Data records:

^^^^^^^^^^^^^^^^

PR #228, opened 2022-03-06
Fix: Restore plan deduplication guarantee

weihesdlegend:
## Description

## Root Cause

## Solution

## Testing

## Final Checks


solution/planning_solutions.go
```diff
@@ -90,11 +91,15 @@ func FindBestPlanningSolutions(placeClusters [][]matching.Place, topSolutionsCou
 			log.Debug(err)
 			continue
 		}
+		if !plansDeduplication(deduplicatedPlans, candidate) {
```
rwangsc18, line 94: maybe we could rename the function as `isDuplicatePlan`
if isDuplicatePlan() {
    continue;
}

solution/planning_solutions.go
```diff
@@ -195,22 +200,22 @@ func GenerateSolutions(context context.Context, timeMatcher matching.Matcher, re
...
-		radix.Sort(placeIds)
-		jointPlanIds := strings.Join(placeIds, "_")
-		if _, exists := duplicatedPlans[jointPlanIds]; !exists {
-			results = append(results, travelPlan)
-			duplicatedPlans[jointPlanIds] = true
-		}
+// returns true if the new travel plan can be added to priority queue
+func plansDeduplication(plans map[string]bool, newPlan PlanningSolution) bool {
+	jointPlaceIDs := jointPlaceIDs(newPlan)
+	if val, exists := plans[jointPlaceIDs]; !exists || !val {
```
rwangsc18, line 206: Is `!exists` alone sufficient as the IF statement logic?

solution/planning_solutions.go
```diff
@@ -195,22 +200,22 @@ func GenerateSolutions(context context.Context, timeMatcher matching.Matcher, re
...
-		copy(placeIds, travelPlan.PlaceIDS)
-		radix.Sort(placeIds)
-		jointPlanIds := strings.Join(placeIds, "_")
-		if _, exists := duplicatedPlans[jointPlanIds]; !exists {
-			results = append(results, travelPlan)
-			duplicatedPlans[jointPlanIds] = true
-		}
+// returns true if the new travel plan can be added to priority queue
+func plansDeduplication(plans map[string]bool, newPlan PlanningSolution) bool {
+	jointPlaceIDs := jointPlaceIDs(newPlan)
```
rwangsc18, line 205: consider a different output var name, instead of jointPlaceIDs, maybe something like `planID`?
so we can also avoid reusing the same name with that of the function

rwangsc18 (commented):
LGTM overall.
I add some nitpicks on function/variable names.

rwangsc18 (commented):
LGTM overall
Left a few nitpicks on function/variable names.

rwangsc18 (commented):
LGTM overall. Leave a new nitpicks on function/variable names. plz take a look as well

solution/planning_solutions.go
weihesdlegend: Maybe we should remove keys from map.

solution/planning_solutions.go
weihesdlegend: Done.

solution/planning_solutions.go
weihesdlegend: Renamed to `jointPlaceIdsForPlan`.

solution/planning_solutions.go
rwangsc18: I agree

rwangsc18 (approved):
Approved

^^^^^^^^^^^^^^^^

> **EXERCISE AIM**
Go line by line through the data, copying each one that contains the word "nitpicks".

> **SOLUTION FOR THIS PROBLEM**
I add some nitpicks on function/variable names.
Left a few nitpicks on function/variable names.
LGTM overall. Leave a new nitpicks on function/variable names. plz take a look as well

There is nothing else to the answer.